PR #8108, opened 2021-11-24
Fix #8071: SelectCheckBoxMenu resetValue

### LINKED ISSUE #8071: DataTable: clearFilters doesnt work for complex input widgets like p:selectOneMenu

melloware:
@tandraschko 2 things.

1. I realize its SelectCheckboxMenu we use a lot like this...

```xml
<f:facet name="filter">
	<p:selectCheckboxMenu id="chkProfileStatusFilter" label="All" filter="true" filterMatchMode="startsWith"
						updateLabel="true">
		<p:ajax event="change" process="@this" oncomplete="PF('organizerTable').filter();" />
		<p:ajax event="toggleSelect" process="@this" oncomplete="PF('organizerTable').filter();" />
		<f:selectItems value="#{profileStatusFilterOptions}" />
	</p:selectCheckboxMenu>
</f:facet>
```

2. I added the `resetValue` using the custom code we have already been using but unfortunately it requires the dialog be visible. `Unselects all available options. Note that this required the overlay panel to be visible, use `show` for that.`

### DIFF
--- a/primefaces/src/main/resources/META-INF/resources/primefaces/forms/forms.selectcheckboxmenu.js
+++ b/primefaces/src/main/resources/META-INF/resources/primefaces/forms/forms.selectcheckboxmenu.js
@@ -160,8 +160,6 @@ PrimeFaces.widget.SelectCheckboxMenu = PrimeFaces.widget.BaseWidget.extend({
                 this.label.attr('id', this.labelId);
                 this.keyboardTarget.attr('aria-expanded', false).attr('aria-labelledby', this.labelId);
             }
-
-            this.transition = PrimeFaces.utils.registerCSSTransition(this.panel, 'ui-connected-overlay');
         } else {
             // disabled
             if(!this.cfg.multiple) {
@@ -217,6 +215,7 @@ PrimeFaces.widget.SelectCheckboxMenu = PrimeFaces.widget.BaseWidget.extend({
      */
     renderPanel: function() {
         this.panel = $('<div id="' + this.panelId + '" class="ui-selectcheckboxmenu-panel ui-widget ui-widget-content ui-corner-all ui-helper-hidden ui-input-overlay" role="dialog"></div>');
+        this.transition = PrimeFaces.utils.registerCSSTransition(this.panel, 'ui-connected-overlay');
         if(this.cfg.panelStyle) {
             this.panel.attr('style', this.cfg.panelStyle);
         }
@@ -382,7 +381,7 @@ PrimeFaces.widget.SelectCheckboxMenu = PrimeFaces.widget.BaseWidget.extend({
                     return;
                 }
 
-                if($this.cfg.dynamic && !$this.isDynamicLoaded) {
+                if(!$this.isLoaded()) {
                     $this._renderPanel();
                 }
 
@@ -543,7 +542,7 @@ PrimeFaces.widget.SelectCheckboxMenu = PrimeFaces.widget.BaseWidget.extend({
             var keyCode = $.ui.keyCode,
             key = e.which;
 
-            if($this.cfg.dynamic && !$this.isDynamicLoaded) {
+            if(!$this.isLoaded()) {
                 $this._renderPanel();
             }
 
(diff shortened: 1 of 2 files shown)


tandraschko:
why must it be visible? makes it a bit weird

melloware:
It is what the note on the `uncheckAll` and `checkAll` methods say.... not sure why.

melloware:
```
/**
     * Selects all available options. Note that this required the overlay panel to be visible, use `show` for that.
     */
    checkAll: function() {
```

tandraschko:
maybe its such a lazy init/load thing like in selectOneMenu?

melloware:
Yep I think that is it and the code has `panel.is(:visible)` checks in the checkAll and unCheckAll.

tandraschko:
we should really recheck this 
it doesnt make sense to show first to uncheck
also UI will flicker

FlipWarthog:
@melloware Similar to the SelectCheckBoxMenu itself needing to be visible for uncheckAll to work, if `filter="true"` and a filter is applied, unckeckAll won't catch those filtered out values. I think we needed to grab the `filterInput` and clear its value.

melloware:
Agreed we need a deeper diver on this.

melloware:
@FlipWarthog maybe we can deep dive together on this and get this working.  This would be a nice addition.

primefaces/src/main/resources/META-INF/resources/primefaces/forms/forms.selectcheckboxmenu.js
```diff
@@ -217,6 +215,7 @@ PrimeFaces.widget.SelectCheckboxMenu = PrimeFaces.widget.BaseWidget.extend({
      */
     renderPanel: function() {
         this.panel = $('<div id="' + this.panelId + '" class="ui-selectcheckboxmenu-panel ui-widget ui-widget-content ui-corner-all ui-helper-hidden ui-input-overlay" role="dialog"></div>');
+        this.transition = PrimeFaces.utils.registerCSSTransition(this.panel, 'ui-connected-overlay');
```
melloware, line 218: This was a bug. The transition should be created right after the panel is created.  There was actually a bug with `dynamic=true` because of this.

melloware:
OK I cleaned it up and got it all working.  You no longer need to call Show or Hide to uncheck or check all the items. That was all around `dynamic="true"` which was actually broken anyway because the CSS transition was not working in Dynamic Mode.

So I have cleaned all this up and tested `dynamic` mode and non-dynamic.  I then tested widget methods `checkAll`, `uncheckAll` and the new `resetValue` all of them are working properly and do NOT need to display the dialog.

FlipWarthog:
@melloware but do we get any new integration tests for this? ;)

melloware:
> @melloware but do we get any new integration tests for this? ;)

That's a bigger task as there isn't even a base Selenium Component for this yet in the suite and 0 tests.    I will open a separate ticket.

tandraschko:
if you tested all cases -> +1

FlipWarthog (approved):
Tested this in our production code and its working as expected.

--

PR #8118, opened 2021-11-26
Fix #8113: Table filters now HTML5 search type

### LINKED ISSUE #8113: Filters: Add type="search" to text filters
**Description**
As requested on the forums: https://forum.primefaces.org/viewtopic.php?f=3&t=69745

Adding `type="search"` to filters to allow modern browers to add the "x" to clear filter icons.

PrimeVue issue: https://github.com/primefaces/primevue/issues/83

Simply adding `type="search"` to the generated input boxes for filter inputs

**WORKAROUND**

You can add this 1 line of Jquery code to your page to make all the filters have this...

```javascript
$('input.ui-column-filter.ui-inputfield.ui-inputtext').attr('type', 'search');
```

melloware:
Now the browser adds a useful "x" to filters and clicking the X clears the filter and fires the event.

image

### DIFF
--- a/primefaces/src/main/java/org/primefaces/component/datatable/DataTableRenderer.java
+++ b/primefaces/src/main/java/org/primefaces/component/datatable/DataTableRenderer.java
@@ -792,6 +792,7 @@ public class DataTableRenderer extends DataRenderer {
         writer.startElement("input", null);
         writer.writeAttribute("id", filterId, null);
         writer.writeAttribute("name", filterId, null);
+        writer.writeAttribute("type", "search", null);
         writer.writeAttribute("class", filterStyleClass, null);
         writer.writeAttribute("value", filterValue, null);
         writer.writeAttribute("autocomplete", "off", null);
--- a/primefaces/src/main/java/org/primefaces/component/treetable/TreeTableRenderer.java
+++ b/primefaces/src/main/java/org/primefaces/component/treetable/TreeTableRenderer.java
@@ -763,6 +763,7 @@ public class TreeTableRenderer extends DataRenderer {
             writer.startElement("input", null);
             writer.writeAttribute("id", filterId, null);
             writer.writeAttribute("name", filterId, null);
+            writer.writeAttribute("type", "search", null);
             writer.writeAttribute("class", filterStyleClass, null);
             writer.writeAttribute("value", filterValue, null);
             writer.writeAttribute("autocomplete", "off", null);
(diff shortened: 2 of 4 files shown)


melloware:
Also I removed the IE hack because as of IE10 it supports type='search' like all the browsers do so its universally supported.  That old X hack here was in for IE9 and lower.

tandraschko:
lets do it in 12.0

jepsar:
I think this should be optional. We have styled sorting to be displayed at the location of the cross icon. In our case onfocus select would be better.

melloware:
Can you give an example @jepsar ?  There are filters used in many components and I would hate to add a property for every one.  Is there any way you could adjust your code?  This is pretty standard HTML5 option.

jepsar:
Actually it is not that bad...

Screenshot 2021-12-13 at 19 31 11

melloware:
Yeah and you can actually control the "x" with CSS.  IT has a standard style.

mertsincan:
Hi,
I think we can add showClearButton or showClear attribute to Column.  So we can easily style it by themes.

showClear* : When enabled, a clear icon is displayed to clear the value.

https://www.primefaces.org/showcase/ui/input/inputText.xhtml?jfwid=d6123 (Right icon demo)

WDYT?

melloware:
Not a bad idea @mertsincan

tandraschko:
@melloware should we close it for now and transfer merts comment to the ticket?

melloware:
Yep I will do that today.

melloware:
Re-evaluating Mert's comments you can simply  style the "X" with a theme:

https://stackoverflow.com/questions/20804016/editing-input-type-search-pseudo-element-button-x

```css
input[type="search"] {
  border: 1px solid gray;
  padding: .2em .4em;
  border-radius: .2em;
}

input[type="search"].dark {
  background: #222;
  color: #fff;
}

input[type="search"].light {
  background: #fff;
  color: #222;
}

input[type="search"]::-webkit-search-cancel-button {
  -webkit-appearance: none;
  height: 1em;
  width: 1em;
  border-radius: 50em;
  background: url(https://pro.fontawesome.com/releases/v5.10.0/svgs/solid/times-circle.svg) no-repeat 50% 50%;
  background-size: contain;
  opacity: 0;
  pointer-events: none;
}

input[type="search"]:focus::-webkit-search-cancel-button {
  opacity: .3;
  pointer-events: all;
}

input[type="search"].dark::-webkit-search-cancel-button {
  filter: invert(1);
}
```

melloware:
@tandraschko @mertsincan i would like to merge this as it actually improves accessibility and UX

» YOUR OBJECTIVE
Some lines in the records above contain "standard". Count them and give the number only.

» YOUR RESPONSE
2